Glutinous Rice Meatballs
NT$155
Often conflated with pearl meatballs and raincoat meatballs, this preparation is in fact its own rarity. Among related methods, it is the one that behaves as if time did not exist, happily embracing labor and detail. Madam Lu Su-lin, wife of former Tunghai University president Mei Ke-wang, in her book “Everyone Who Tastes It Says Bravo! 60 Traditional Home Dishes We Miss and Long to Master”, distinguishes the three by the treatment of glutinous rice, whether scalded, steamed, or stir-fried, and the particular flavors each yields.

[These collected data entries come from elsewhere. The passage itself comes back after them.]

PR #6942, opened 2024-12-11
[lexical-yjs] Feature: Expose function to get anchor and focus nodes for given user awareness state

amanharwara:
This PR exposes a `getAnchorAndFocusCollabNodesForUserState` function extracted from the internal sync cursor functions that allows getting the anchor/focus nodes and offsets when provided a binding and a user state.

We want to implement a "scroll to user cursor" feature, but currently there is no way to get the anchor and focus nodes for a given user as a consumer of Lexical (except for the local, of course).

This also allows for potential custom implementations of collab cursors since the implementation provided in `@lexical/yjs` is not very customizable.

Screen recording confirming collab cursors work even after the change:

https://github.com/user-attachments/assets/ff7b186d-4b76-4231-b128-a5b6f044941a


amanharwara:
I can't reproduce the tests failing for both the commits locally. The tests failing locally when running `npm run test-e2e-collab-prod-chromium` are different from these, and unrelated to the change made here from what I can tell.

Anything else I need to do here?

packages/lexical-yjs/src/SyncCursors.ts
```diff
@@ -423,41 +448,30 @@ export function syncCursorPositions(
...
+              focusKey,
+              focusOffset,
+            );
+          } else {
+            const anchor = selection.anchor;
+            const focus = selection.focus;
+            anchor.key = anchorKey;
+            anchor.offset = anchorOffset;
+            focus.key = focusKey;
+            focus.offset = focusOffset;
```
etrepum, line 474: I understand that this is just copied from what was there before, but this should be using `$setPoint`  instead of setting the key and offset directly (setting of `type` is missing here). If the type of node changes this is incorrect and will cause weird bugs or crashes.

```suggestion
            $setPoint(selection.anchor, anchorKey, anchorOffset);
            $setPoint(selection.focus, focusKey, focusOffset);
```

packages/lexical-yjs/src/SyncCursors.ts
```diff
@@ -295,50 +295,75 @@ function updateCursor(
...
+    const selection = $getSelection();
+
+    if (!$isRangeSelection(selection)) {
+      return;
     }
+    const anchor = selection.anchor;
+    const focus = selection.focus;
+
+    $setPoint(anchor, anchorKey, anchorOffset);
+    $setPoint(focus, focusKey, focusOffset);
```
etrepum, line 366: No reason to have variables for these points, just adds more code

```suggestion
    $setPoint(selection.anchor, anchorKey, anchorOffset);
    $setPoint(selection.focus, focusKey, focusOffset);
```

packages/lexical-yjs/src/SyncCursors.ts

Long-grain glutinous rice is rinsed, then doused with boiling water to soak. After draining, it is steamed until about seventy to eighty percent done. Once cooled and dried, the mass is rubbed apart back into grains. This elaborate pre-treatment has a name, “frozen-rice” or “shaded-rice”. The scald must be exact, and patience is required as the rice dries and loosens. The prepped rice is then stir-fried before the meat filling is sprinkled on. Cradled in the palm, each ball is rolled so the grains adhere and cloak it fully. When the steamer lid lifts and the mist billows, lotus leaves cradle the rich meatballs cooked through over high heat. The grains stand proud and slightly arched. Stir-fried frozen-rice asserts itself, giving more presence and a more three-dimensional flavor. Water chestnut brings crystalline sweetness and crunch, shiitake mushroom lends cool, gelid perfume, dried shrimp adds a briny sea note, and the toasty trace from precise heat completes the rice aroma. Altogether, it is a meatball both delicious and enduringly enjoyable.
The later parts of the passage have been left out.